Wednesday, June 13, 2012

How to Tell Where a Driver Is From

One hand on wheel, one hand on horn: CHICAGO

One hand on wheel, one finger out window: NEW YORK

One hand on wheel, one finger out window, cutting across all lanes of traffic: NEW JERSEY

One hand on wheel, one hand on newspaper, foot solidly on accelerator: BOSTON

One hand on wheel, one hand on nonfat double decaf cappuccino, cradling cell phone, bricks on accelerator, gun in lap: LOS ANGELES

Both hands on wheel, eyes shut, both feet on brake, quivering in terror: OHIO, but driving in BOSTON, MASSACHUSETTS

Both hands in air, gesturing, both feet on accelerator, head turned to talk to someone in back seat: ITALY

One hand on 12 oz.
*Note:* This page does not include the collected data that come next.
PR #8178, opened 2026-08-04
cli: show all lines of multi-line values in pretty mode

### LINKED ISSUE #1192: Pretty mode needs some adjustments
When trying to print json with indentations it does not properly displayed.

Image

roboturso:
Pretty mode capped every table row at a height of one line, so any
multi-line value was cut down to its first line with a truncation
indicator. `SELECT json_pretty(...)` therefore printed only `{…`
instead of the indented JSON.

Drop the `max_height(1)` cap on pretty-mode rows so cells expand to
fit every line of their content, matching how sqlite3's box mode
renders multi-line values. Width-based wrapping to the terminal is
unchanged.

Fixes #1192

### DIFF
--- a/cli/app.rs
+++ b/cli/app.rs
@@ -1278,7 +1278,6 @@ impl Limbo {
             match stepper.next_row() {
                 Ok(Some(row)) => {
                     let mut table_row = Row::new();
-                    table_row.max_height(1);
                     for (idx, value) in row.get_values().enumerate() {
                         let (content, alignment) = match value {
                             Value::Null => (null_value.clone(), CellAlignment::Left),


roboturso:
Addressing CI failure 1 (check #91971341795 `simulator (IOUring InsertHeavySpill, 5, --io-backend=io-uring --maximum-tests 1000 --profile=writ...`, cancelled):

This check did not fail on its own — GitHub cancelled it via matrix cancellation when the sibling `simulator (InsertHeavy, ...)` job failed (log: "The strategy configuration was canceled because simulator.InsertHeavy_5_--maximum-t failed"). See my reply on the InsertHeavy failure: it is a pre-existing randomized simulator failure in core (`limbo_sim` does not depend on `turso_cli`), and the same simulator jobs failed on main itself at this branch's merge base commit `ac8c63219` (run 30902417824). No change needed on this branch.

roboturso:
Addressing CI failure 2 (check #91971341775 `simulator (default, 10, --maximum-tests 1000 --min-tick 10 --max-tick 50 --io-backend=memory)`, cancelled):

Same as the other cancelled simulator checks: this job was killed by matrix cancellation when `simulator (InsertHeavy, ...)` failed, not by a failure of its own. The root failure is a pre-existing randomized core-engine issue unrelated to this CLI-only change — the identical simulator jobs also failed on main at the merge-base commit `ac8c63219` (Rust workflow run 30902417824). No change needed on this branch.

roboturso:
Addressing CI failure 3 (check #91971341709 `simulator (InsertHeavy, 5, --maximum-tests 1000 --min-tick 10 --max-tick 50 --profile write_heavy...`, failure):

I pulled the job log: the simulator run with random seed 9065533212572696458 failed with `CompletionError(Aborted)` inside `turso_core::statement` during injected-fault handling (shrinking then reproduced a different internal error, confirming flakiness). This branch changes only `cli/app.rs` plus a CLI test, and `limbo_sim` has no dependency on `turso_cli`, so the change cannot affect this job. As direct evidence it is pre-existing: the exact same simulator jobs failed on main in the two most recent main Rust workflow runs, including run 30902417824 on commit `ac8c63219` — this branch's merge base. No change made for this comment.

roboturso:
Addressing CI failure 4 (check #91971341687 `simulator (InsertHeavySpill, 5, --maximum-tests 1000 --min-tick 10 --max-tick 50 --profile write_...`, cancelled):

This check was cancelled by GitHub's matrix strategy when the `simulator (InsertHeavy, ...)` sibling failed ("The strategy configuration was canceled because simulator.InsertHeavy_5_--maximum-t failed"); it did not fail on its own. The root InsertHeavy failure is a pre-existing randomized core issue that also fails on main at the merge-base commit — see my reply on that check. No change needed on this branch.

roboturso:
Addressing CI failure 5 (check #91971341313 `run-fuzz-tests`, failure):

I pulled the job log: 146/147 fuzz tests passed; the single failure is `arithmetic_expression_fuzz` aborting with a stack overflow using a wall-clock random seed (1785841490134). This is a known, already-tracked bug — open issues #6655 and #7226, with fix PR #8097 in flight — in the core expression evaluator. The fuzz test binary (`core_tester`) has no dependency on `turso_cli`, and this branch touches zero core files, so this CLI-only change cannot cause it. The fuzz workflow also failed on main earlier the same day. No change made for this comment.

cli/tests/pretty_mode_multiline_values.rs
```diff
@@ -0,0 +1,41 @@
+use std::io::Write;
```
penberg: remove the test case completely

roboturso: Removed `cli/tests/pretty_mode_multiline_values.rs` completely. The fix in `cli/app.rs` is unchanged; verified manually that pretty mode now prints every line of `json_pretty(...)` output.

PR #8180, opened 2026-08-04
core/vdbe: roll back attached implicit transaction on statement abort

penberg:
A write statement on an attached database can fail after opening its
implicit transaction but before the main-database Transaction opcode
marks the statement for cleanup. That leaked the attached transaction
and made a later, unrelated statement fail while trying to finish it.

Double shot latte, one knee on wheel, cradling cell phone, foot on brake, mind on radio game, banging head on steering wheel while stuck in traffic: SEATTLE

One hand on wheel, one hand on hunting rifle, alternating between both feet being on the accelerator and both feet on brake, throwing McDonald's bag out the window: TEXAS

Four-wheel drive pick-up truck, shotgun mounted in rear window, beer cans on floor, squirrel tails attached to antenna: ALABAMA

Two hands gripping wheel, blue hair barely visible above windshield, driving 35 on the Interstate in the left lane with the left blinker on: FLORIDA


  1. I think this needs to be expanded into the X-rated one hand one the wheel one hand.......

  2. Both feet on brake, parking brake engaged, one foot tapping the accelerator just a little bit every so often, both hands in lobbyist's pockets, car inching ahead in a perfectly straight line, mind on new sources of campaign contributions ... Washington, DC

  3. Drivers in Atlanta are hyperaggressive, too.